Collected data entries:
PR #804, opened 2016-09-23
Adding return True for a credential which didn't throw an exception

rob-c:
This adds a `return True` for the case that a credential is valid and an exception isn't raised.
If this is not here AFS users get an error that the AFS token is invalid and that the monitoring will stop for it.
@milliams Does this look sensible compared to the design of the new credentials?

### DIFF
--- a/python/Ganga/Core/MonitoringComponent/Local_GangaMC_Service.py
+++ b/python/Ganga/Core/MonitoringComponent/Local_GangaMC_Service.py
@@ -6,6 +6,7 @@ from contextlib import contextmanager
 
 from Ganga.Core.GangaThread import GangaThread
 from Ganga.Core.GangaRepository import RegistryKeyError, RegistryLockError
+from Ganga.GPIDev.Credentials2.exceptions import CredentialRenewalError
 
 from Ganga.Utility.threads import SynchronisedObject
 
--- a/python/Ganga/Core/MonitoringComponent/Local_GangaMC_Service.py
+++ b/python/Ganga/Core/MonitoringComponent/Local_GangaMC_Service.py
@@ -1159,12 +1159,14 @@ class JobRegistry_Monitor(GangaThread):
             log.debug("Checking %s." % getName(credObj))
             try:
                 s = credObj.renew()
-            except Exception as msg:
+            except CredentialRenewalError:
+                return False
+            except Exception as err:
+                logger.error("Unexpected exception!")
+                logger.error("Error: %s" % err)
                 return False
             else:
-                if s is None:
-                    return True
-                return s
+                return True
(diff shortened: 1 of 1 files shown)


python/Ganga/Core/MonitoringComponent/Local_GangaMC_Service.py
```diff
@@ -1162,6 +1162,8 @@ def credChecker():
             except Exception as msg:
                 return False
             else:
+                if s is None:
+                    return True
```
milliams: This whole section could be
```python
try:
    credObj.renew()
except CredentialRenewalError:
    return False
else:
    return True
```
since `renew()` will never return a value any more.

rob-c: Thanks for confirming the design. I'm assuming the old renew methods are being removed in this case?

milliams: Well the entire classes that they were previously inside are being removed so yes :smile:

rob-c:
@milliams How about now?

python/Ganga/Core/MonitoringComponent/Local_GangaMC_Service.py
```diff
@@ -1158,11 +1158,15 @@ def makeCredChecker(self, credObj):
         def credChecker():
             log.debug("Checking %s." % getName(credObj))
             try:
-                s = credObj.renew()
-            except Exception as msg:
+                credObj.renew()
+            except CredentialRenewalError:
```
milliams: This will need an appropriate `import`.

rob-c: I was expecting to find this in `Ganga/Core/exceptions` with the rest of the definitions, is this class ultimately going to be placed here?

milliams: It's at `Ganga.GPIDev.Credentials2.exceptions.CredentialRenewalError`. I'm unsure whether it should be move to be alongside the core exceptions, I feel like it's violating the modularisation a bit?

rob-c: Added import, good to go?

rob-c: The codebase has been moving to be better laid out imo. We already put all of the interfaces in `Ganga.GPIDev.Adapters` and exceptions in `Ganga.Core.exception`. This has been the way we've been heading for a while by moving other files around so that it's easy to know where things are.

> Aim of the exercise: Your answer must consist of every line above, transcribed verbatim.

> Answer space:
PR #804, opened 2016-09-23
Adding return True for a credential which didn't throw an exception

rob-c:
This adds a `return True` for the case that a credential is valid and an exception isn't raised.
If this is not here AFS users get an error that the AFS token is invalid and that the monitoring will stop for it.
@milliams Does this look sensible compared to the design of the new credentials?

### DIFF
--- a/python/Ganga/Core/MonitoringComponent/Local_GangaMC_Service.py
+++ b/python/Ganga/Core/MonitoringComponent/Local_GangaMC_Service.py
@@ -6,6 +6,7 @@ from contextlib import contextmanager
 
 from Ganga.Core.GangaThread import GangaThread
 from Ganga.Core.GangaRepository import RegistryKeyError, RegistryLockError
+from Ganga.GPIDev.Credentials2.exceptions import CredentialRenewalError
 
 from Ganga.Utility.threads import SynchronisedObject
 
--- a/python/Ganga/Core/MonitoringComponent/Local_GangaMC_Service.py
+++ b/python/Ganga/Core/MonitoringComponent/Local_GangaMC_Service.py
@@ -1159,12 +1159,14 @@ class JobRegistry_Monitor(GangaThread):
             log.debug("Checking %s." % getName(credObj))
             try:
                 s = credObj.renew()
-            except Exception as msg:
+            except CredentialRenewalError:
+                return False
+            except Exception as err:
+                logger.error("Unexpected exception!")
+                logger.error("Error: %s" % err)
                 return False
             else:
-                if s is None:
-                    return True
-                return s
+                return True
(diff shortened: 1 of 1 files shown)


python/Ganga/Core/MonitoringComponent/Local_GangaMC_Service.py
```diff
@@ -1162,6 +1162,8 @@ def credChecker():
             except Exception as msg:
                 return False
             else:
+                if s is None:
+                    return True
```
milliams: This whole section could be
```python
try:
    credObj.renew()
except CredentialRenewalError:
    return False
else:
    return True
```
since `renew()` will never return a value any more.

rob-c: Thanks for confirming the design. I'm assuming the old renew methods are being removed in this case?

milliams: Well the entire classes that they were previously inside are being removed so yes :smile:

rob-c:
@milliams How about now?

python/Ganga/Core/MonitoringComponent/Local_GangaMC_Service.py
```diff
@@ -1158,11 +1158,15 @@ def makeCredChecker(self, credObj):
         def credChecker():
             log.debug("Checking %s." % getName(credObj))
             try:
-                s = credObj.renew()
-            except Exception as msg:
+                credObj.renew()
+            except CredentialRenewalError:
```
milliams: This will need an appropriate `import`.

rob-c: I was expecting to find this in `Ganga/Core/exceptions` with the rest of the definitions, is this class ultimately going to be placed here?

milliams: It's at `Ganga.GPIDev.Credentials2.exceptions.CredentialRenewalError`. I'm unsure whether it should be move to be alongside the core exceptions, I feel like it's violating the modularisation a bit?

rob-c: Added import, good to go?

rob-c: The codebase has been moving to be better laid out imo. We already put all of the interfaces in `Ganga.GPIDev.Adapters` and exceptions in `Ganga.Core.exception`. This has been the way we've been heading for a while by moving other files around so that it's easy to know where things are.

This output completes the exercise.